_ACTIVITY:_ Report back each line of the data that contains the word "existing".

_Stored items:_
PR #4359, opened 2026-07-30
Scaffold basic alertmanager autorollback configs

nemacysts:
There'll very likely be more than these in the near future, but just
adding a couple simple ones to get started

### DIFF
--- a/paasta_tools/utils.py
+++ b/paasta_tools/utils.py
@@ -189,6 +189,7 @@ CAPS_DROP = [
 class RollbackTypes(Enum):
     AUTOMATIC_SLO_ROLLBACK = "automatic_slo_rollback"
     AUTOMATIC_METRIC_ROLLBACK = "automatic_metric_rollback"
+    AUTOMATIC_ALERTMANAGER_ROLLBACK = "automatic_alertmanager_rollback"
     AUTOMATIC_CRASHLOOP_ROLLBACK = "automatic_crashloop_rollback"
     USER_INITIATED_ROLLBACK = "user_initiated_rollback"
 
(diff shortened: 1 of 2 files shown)


paasta_tools/utils.py
```diff
@@ -2673,6 +2677,15 @@ def get_mark_for_deployment_should_ping_for_unhealthy_pods(self) -> bool:
...
         )
 
+    def get_alertmanager_url(self) -> Optional[str]:
+        return self.config_dict.get("alertmanager_url", None)
+
+    def get_enable_alertmanager_rollback(self) -> bool:
+        return self.config_dict.get("enable_alertmanager_rollback", False)
+
+    def get_alertmanager_poll_interval_s(self) -> int:
+        return self.config_dict.get("alertmanager_poll_interval_s", 30)
```
ilkinmammadzada, line 2687: Should we avoid lower numbers here?

paasta_tools/utils.py
```diff
@@ -2673,6 +2677,15 @@ def get_mark_for_deployment_should_ping_for_unhealthy_pods(self) -> bool:
             "mark_for_deployment_should_ping_for_unhealthy_pods", True
         )
 
+    def get_alertmanager_url(self) -> Optional[str]:
+        return self.config_dict.get("alertmanager_url", None)
```
ilkinmammadzada, line 2681: was wondering if we need to validate URL here?

paasta_tools/utils.py
nemacysts: yea, the schema will enforce a 30s minimum for the user-controllable part of this (in deploy.yaml) - i think we could also probably bump this to 1min or something as well

nemacysts: (although, maybe i should rename this: this is really just the default poll interval)

paasta_tools/utils.py
nemacysts: we'll really just set this once in SystemPaastaConfig and never touch it again - this was mostly to try to not keep exposing internal urls in public github :p 

(we have a single alertmanager instance we'd want to use for this)

ilkinmammadzada (approved):
Ahh right. both are system config. shipit

PR #4362, opened 2026-07-31
Flesh out filtering for custom alerts based on deploy group

nemacysts:
We can't just filter by service name since an instance in a
cluster/deploy group with no changes might be encountering issues, and
those are (likely) unrelated to our current deployment


nemacysts:
err, not sure how i made 2 PRs here

PR #4363, opened 2026-07-31
Build deploy group to AlertManager filter mapping

nemacysts:
We can't just filter by service name since an instance in a
cluster/deploy group with no changes might be encountering issues, and
those are (likely) unrelated to our current deployment


ilkinmammadzada (dismissed):

sidtuladhar (approved):
LGTM

PR #4366, opened 2026-08-03
Add rollback filtering for Default PaaSTA Error Alerting

nemacysts:
As mentioned in the CEP, these (pre-existing) alerts have a different
set of labels, so we can't filter in quite the same way as we do for the
"custom" alerts.

However, as (also) mentioned in the CEP, we can still construct a filter
that will match these alerts given the data we have available.

This hopefully isn't too complex (and hopefully my comments are useful),
but it is slightly funky :p - although, imo, mostly due to needing to
figure out the "real" region for a cluster + needing to handle
multi-registration instances :p

### DIFF
--- a/paasta_tools/cli/cmds/mark_for_deployment.py
+++ b/paasta_tools/cli/cmds/mark_for_deployment.py
@@ -376,6 +376,53 @@ def can_user_deploy_service(deploy_info: Dict[str, Any], service: str) -> bool:
     return True
 
 
+def _build_default_error_alert_filter(
+    service: str,
+    instance_configs_per_cluster: Dict[str, List[LongRunningServiceConfig]],
+) -> List[str]:
+    """Build a filter for Default PaaSTA Error Alerts.
+
+    These alerts use a composite `instance` label: {region}.{service}.{server_namespace}
+    (with an optional .{endpoint} suffix for per-endpoint alerts).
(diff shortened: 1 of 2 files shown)


paasta_tools/cli/cmds/mark_for_deployment.py
```diff
@@ -376,6 +376,53 @@ def can_user_deploy_service(deploy_info: Dict[str, Any], service: str) -> bool:
...
 
+def _build_default_error_alert_filter(
+    service: str,
+    instance_configs_per_cluster: Dict[str, List[LongRunningServiceConfig]],
+) -> List[str]:
+    """Build a filter for Default PaaSTA Error Alerts.
+
+    These alerts use a composite `instance` label: {region}.{service}.{server_namespace}
+    (with an optional .{endpoint} suffix for per-endpoint alerts).
+    NOTE: server_namespace above is the same as the PaaSTA mesh registration
```
ilkinmammadzada, line 387: `server_namespace` - I guess we'll rollback all instances if they use "broken" server_namespace, right?

nemacysts: only if they're in the deploy group that's being deployed to :D

ilkinmammadzada (approved):

PR #4368, opened 2026-08-05
Correctly handle setpoint for Piscina autoscaling

nemacysts:
We didn't notice that the Piscina HPA was setting the target to 1 - which, in the shared rules code, means that we're essentially setting the setpoint to 100% utilization.

We should follow this up with moving the 2 remaining services on `type: uwsgi` autoscaling to `type: worker-load` and then deleting the uwsgi/and gunicorn autoscaling code (since those are superseded by worker-load)

NOTE: I think that we've also had broken autoscaling for the 2 type: uwsgi services for this time, but interestingly enough, no one seems to have noticed :p

### DIFF
--- a/paasta_tools/kubernetes_tools.py
+++ b/paasta_tools/kubernetes_tools.py
@@ -881,8 +881,26 @@ class KubernetesDeploymentConfig(LongRunningServiceConfig):
             METRICS_PROVIDER_UWSGI,
             METRICS_PROVIDER_PISCINA,
             METRICS_PROVIDER_GUNICORN,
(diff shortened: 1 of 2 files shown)


KaspariK (approved):
I'm not the expert but fwiw this does seem right

EvanKrall (approved):

ilkinmammadzada (approved):

sidtuladhar (approved):
LGTM, thanks for catching this @nemacysts!

sidtuladhar:
I'm going to merge this and test in dev/stage. Hope that's ok @nemacysts

PR #4369, opened 2026-08-06
Disabling single replica check

mbrankin-art:
Had an onpoint where it was stopping people from merging because instance hadn't been set for non prod services
https://yelp.slack.com/archives/CA05GTDB9/p1786031902645339


nemacysts (approved):
ah, i should have asked if this passed on all existing files first :p 

imo, fully reverting is maybe a little more preferable - but this is fine too!

mbrankin-art:
> ah, i should have asked if this passed on all existing files first :p
> 
> imo, fully reverting is maybe a little more preferable - but this is fine too!

i assume this would be safe until i fix it asap or is it preferred to revert?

_ANSWER FOR THE TASK:_
As mentioned in the CEP, these (pre-existing) alerts have a different
ah, i should have asked if this passed on all existing files first :p 
> ah, i should have asked if this passed on all existing files first :p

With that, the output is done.